• _Listed records_:

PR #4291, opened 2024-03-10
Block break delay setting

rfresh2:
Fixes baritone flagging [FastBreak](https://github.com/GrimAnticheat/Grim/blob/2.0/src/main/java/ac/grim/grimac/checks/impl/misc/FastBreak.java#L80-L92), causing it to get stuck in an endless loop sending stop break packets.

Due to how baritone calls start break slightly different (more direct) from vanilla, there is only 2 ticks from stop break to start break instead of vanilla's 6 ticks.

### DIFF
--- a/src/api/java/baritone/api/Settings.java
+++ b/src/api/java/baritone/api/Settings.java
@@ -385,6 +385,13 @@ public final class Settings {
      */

---

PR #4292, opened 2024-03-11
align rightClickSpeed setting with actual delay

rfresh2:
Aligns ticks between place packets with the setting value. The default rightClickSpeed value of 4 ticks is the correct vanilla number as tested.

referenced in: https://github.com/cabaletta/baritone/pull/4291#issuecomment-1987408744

• _Aim of the task_:
For the word "packets", count the lines of the data that contain it and state only that count.

• _Answer to this exercise_:
2